INSTRUCTIONS FOR THE TASK — Exact reproduction required: the lines below from the line with "onAutoStopConfirmed: @MainActor () -> Void" to the line with "### E2E status", both ends included, and no others.

MATERIAL FOR THIS TASK —

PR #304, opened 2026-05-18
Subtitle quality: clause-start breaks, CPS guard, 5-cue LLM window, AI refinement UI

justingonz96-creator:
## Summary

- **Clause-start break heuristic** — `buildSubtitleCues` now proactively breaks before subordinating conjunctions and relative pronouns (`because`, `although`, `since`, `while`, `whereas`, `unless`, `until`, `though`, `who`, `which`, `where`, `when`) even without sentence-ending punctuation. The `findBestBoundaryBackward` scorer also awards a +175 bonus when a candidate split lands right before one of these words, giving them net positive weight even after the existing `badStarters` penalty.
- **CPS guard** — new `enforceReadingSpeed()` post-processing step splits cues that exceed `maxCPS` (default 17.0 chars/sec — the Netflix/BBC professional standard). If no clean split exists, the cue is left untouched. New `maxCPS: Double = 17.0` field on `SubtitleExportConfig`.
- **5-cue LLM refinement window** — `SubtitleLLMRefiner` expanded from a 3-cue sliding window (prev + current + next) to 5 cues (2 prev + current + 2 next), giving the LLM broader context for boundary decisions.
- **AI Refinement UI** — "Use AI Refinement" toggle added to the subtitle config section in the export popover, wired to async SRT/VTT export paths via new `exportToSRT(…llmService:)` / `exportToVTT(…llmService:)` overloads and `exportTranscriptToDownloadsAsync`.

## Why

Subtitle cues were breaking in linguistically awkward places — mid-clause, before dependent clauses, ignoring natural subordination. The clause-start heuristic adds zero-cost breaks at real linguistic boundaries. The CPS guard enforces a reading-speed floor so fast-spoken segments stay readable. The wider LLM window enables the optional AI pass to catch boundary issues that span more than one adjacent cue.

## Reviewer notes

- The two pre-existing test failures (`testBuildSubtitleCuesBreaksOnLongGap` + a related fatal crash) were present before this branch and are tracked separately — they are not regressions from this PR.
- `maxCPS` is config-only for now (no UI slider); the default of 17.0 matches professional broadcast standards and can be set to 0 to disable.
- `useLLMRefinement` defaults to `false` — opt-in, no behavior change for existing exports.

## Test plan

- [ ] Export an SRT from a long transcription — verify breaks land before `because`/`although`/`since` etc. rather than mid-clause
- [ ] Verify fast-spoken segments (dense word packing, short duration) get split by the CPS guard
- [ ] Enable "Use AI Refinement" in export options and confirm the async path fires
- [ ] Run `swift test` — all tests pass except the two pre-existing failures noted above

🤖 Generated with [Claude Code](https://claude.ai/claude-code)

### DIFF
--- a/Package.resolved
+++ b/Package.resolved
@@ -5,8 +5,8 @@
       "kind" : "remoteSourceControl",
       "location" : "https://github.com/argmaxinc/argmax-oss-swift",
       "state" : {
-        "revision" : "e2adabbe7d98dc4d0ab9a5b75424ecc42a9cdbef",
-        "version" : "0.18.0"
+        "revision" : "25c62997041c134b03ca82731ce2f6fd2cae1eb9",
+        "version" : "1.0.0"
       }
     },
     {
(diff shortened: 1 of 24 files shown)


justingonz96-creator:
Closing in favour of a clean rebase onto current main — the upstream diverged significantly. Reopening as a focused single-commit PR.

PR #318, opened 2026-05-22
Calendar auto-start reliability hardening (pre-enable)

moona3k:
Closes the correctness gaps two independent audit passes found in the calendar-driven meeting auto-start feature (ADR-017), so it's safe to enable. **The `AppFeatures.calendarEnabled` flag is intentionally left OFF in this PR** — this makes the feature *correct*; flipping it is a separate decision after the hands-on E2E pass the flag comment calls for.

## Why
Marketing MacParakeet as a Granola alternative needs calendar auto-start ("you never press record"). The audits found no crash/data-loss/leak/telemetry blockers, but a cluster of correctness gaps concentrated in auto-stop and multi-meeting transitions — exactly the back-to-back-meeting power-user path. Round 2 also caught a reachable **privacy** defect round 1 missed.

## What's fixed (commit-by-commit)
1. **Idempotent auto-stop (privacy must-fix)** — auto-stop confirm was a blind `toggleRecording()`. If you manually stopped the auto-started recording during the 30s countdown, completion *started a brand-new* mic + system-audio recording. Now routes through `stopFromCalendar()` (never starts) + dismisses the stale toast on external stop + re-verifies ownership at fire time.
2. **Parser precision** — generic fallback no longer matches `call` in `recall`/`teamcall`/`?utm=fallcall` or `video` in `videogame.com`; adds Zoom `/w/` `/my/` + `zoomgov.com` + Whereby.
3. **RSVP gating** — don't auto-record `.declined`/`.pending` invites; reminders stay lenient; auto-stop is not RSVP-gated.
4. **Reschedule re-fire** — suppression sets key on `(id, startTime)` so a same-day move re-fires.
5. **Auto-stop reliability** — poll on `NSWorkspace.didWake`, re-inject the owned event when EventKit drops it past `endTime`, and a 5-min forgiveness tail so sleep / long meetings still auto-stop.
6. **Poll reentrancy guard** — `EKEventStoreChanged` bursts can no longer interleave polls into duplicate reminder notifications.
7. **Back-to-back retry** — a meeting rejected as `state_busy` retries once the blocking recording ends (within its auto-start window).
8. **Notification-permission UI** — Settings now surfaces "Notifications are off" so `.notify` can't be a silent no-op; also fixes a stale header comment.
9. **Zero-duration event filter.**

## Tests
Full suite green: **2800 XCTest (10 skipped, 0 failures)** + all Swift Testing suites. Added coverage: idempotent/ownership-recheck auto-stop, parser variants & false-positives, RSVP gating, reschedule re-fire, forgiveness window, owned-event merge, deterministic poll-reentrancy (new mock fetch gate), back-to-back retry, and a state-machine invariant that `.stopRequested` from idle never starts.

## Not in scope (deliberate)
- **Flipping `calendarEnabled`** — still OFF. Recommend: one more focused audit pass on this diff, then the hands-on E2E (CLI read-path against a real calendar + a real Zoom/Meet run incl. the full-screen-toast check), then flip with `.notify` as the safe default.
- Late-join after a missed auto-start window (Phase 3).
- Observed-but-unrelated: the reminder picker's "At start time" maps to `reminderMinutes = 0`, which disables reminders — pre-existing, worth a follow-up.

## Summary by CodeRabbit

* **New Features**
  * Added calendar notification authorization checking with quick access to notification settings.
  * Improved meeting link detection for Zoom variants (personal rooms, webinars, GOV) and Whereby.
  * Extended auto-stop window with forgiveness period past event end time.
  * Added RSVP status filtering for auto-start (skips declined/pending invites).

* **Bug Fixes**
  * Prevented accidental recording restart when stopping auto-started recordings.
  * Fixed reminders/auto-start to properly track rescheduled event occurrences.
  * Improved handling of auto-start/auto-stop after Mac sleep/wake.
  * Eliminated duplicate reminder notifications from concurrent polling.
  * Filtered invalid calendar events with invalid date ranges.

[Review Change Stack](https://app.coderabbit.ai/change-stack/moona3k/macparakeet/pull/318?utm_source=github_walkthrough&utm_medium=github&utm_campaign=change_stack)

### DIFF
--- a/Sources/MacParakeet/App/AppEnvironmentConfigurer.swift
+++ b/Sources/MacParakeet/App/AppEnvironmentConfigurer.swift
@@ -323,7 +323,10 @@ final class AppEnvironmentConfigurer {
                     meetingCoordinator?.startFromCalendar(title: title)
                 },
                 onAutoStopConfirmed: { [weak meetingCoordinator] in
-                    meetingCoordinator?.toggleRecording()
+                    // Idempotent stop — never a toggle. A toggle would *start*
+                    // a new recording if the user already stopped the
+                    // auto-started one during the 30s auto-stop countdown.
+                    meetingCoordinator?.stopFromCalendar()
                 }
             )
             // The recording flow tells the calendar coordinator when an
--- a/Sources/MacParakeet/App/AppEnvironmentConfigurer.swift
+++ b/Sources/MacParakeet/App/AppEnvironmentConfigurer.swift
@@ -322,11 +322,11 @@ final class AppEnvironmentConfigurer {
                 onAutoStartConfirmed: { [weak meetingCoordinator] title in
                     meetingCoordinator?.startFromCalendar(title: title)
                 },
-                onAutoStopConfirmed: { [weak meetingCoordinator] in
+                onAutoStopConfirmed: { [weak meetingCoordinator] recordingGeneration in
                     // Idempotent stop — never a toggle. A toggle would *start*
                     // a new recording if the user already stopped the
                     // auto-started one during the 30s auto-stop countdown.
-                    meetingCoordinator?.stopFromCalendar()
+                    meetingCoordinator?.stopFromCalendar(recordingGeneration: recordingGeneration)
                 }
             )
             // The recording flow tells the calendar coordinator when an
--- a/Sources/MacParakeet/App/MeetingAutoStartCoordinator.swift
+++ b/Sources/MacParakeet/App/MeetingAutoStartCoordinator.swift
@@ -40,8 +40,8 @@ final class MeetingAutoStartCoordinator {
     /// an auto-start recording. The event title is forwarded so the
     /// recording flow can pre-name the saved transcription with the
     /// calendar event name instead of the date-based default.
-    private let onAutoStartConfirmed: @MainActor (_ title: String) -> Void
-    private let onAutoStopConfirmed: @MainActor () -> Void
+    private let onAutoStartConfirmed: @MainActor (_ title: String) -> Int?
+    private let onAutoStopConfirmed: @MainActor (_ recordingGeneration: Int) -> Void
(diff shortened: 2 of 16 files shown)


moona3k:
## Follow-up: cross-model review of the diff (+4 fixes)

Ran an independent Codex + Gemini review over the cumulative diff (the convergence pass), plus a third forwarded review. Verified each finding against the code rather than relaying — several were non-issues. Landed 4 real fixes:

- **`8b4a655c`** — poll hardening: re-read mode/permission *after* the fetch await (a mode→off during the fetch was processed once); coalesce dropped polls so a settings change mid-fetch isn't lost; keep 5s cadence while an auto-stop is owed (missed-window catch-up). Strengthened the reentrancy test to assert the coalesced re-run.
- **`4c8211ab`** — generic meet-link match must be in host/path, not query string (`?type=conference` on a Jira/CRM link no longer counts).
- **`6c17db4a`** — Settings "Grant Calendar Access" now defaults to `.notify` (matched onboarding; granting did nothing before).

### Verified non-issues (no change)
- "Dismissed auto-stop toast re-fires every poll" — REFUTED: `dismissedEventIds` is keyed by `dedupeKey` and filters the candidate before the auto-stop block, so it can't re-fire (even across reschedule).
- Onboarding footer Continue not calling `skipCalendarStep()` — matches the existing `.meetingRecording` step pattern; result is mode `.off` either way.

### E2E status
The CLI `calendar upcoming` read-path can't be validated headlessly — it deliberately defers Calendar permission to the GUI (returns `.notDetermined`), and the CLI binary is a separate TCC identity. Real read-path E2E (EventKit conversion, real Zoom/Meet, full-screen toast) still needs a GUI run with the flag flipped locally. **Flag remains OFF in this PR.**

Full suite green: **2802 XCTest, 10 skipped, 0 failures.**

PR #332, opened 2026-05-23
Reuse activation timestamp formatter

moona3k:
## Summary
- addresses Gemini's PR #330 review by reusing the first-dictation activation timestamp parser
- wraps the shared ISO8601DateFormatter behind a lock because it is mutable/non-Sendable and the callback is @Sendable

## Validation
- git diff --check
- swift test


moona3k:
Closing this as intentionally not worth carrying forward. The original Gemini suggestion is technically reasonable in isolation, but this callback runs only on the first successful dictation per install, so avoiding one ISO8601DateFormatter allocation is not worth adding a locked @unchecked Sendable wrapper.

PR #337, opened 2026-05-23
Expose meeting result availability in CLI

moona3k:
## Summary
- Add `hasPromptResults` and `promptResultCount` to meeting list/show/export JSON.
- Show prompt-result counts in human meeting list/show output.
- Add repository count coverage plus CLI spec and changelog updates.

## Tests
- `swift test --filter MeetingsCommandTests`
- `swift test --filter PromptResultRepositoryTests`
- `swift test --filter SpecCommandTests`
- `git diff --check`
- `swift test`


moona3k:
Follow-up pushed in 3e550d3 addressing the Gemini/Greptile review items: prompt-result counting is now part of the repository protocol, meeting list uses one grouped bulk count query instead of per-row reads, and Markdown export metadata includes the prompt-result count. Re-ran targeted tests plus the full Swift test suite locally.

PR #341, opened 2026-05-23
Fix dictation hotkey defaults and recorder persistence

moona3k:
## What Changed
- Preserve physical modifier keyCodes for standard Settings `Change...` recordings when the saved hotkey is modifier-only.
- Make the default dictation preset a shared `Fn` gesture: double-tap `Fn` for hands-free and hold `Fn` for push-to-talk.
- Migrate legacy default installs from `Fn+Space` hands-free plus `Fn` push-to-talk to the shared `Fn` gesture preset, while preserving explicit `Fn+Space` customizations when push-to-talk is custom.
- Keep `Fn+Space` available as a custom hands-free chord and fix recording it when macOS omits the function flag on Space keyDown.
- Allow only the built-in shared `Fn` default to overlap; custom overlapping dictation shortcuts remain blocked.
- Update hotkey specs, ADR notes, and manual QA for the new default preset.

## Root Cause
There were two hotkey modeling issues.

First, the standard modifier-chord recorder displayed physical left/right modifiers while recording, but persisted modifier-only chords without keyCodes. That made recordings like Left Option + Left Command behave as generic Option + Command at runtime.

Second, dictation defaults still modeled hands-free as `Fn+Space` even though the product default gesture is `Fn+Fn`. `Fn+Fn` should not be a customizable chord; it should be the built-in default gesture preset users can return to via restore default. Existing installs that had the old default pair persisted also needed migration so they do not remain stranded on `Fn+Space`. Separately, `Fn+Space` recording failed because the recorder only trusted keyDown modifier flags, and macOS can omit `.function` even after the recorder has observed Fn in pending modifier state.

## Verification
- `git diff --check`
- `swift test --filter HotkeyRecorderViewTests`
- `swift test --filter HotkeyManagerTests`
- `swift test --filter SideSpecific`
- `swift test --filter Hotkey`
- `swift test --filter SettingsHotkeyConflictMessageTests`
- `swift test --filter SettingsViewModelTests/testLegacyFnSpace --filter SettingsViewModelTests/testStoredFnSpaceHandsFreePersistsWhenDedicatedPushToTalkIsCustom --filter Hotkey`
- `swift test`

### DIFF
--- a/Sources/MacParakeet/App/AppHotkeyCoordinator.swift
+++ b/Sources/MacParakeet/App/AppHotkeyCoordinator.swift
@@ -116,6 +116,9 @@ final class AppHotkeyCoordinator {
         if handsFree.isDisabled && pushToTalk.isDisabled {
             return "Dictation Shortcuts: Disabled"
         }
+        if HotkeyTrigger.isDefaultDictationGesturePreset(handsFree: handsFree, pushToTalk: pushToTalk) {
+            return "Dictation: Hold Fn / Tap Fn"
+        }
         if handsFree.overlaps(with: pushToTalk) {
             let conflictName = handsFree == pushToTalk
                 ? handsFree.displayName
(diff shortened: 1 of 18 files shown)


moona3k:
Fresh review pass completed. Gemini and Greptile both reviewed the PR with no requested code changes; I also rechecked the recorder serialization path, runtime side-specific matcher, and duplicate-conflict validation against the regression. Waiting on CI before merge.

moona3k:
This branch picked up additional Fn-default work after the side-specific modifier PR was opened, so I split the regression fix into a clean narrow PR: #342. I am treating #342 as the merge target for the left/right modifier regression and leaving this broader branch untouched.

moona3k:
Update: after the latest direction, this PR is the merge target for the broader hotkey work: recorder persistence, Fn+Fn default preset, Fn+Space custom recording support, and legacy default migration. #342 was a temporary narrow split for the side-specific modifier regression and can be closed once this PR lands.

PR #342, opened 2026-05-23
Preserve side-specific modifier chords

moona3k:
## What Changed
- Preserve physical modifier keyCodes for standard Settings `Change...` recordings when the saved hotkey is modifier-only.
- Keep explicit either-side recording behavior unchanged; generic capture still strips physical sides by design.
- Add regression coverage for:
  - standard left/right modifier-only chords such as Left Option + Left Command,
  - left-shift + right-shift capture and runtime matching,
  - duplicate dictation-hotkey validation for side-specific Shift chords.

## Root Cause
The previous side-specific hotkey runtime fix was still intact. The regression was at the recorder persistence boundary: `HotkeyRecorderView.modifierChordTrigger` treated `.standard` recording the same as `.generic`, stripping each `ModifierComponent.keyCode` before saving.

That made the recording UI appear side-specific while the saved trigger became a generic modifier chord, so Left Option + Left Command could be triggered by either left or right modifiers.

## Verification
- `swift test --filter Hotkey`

RESULT OF THE TASK —
-    private let onAutoStopConfirmed: @MainActor () -> Void
+    private let onAutoStartConfirmed: @MainActor (_ title: String) -> Int?
+    private let onAutoStopConfirmed: @MainActor (_ recordingGeneration: Int) -> Void
(diff shortened: 2 of 16 files shown)


moona3k:
## Follow-up: cross-model review of the diff (+4 fixes)

Ran an independent Codex + Gemini review over the cumulative diff (the convergence pass), plus a third forwarded review. Verified each finding against the code rather than relaying — several were non-issues. Landed 4 real fixes:

- **`8b4a655c`** — poll hardening: re-read mode/permission *after* the fetch await (a mode→off during the fetch was processed once); coalesce dropped polls so a settings change mid-fetch isn't lost; keep 5s cadence while an auto-stop is owed (missed-window catch-up). Strengthened the reentrancy test to assert the coalesced re-run.
- **`4c8211ab`** — generic meet-link match must be in host/path, not query string (`?type=conference` on a Jira/CRM link no longer counts).
- **`6c17db4a`** — Settings "Grant Calendar Access" now defaults to `.notify` (matched onboarding; granting did nothing before).

### Verified non-issues (no change)
- "Dismissed auto-stop toast re-fires every poll" — REFUTED: `dismissedEventIds` is keyed by `dedupeKey` and filters the candidate before the auto-stop block, so it can't re-fire (even across reschedule).
- Onboarding footer Continue not calling `skipCalendarStep()` — matches the existing `.meetingRecording` step pattern; result is mode `.off` either way.

### E2E status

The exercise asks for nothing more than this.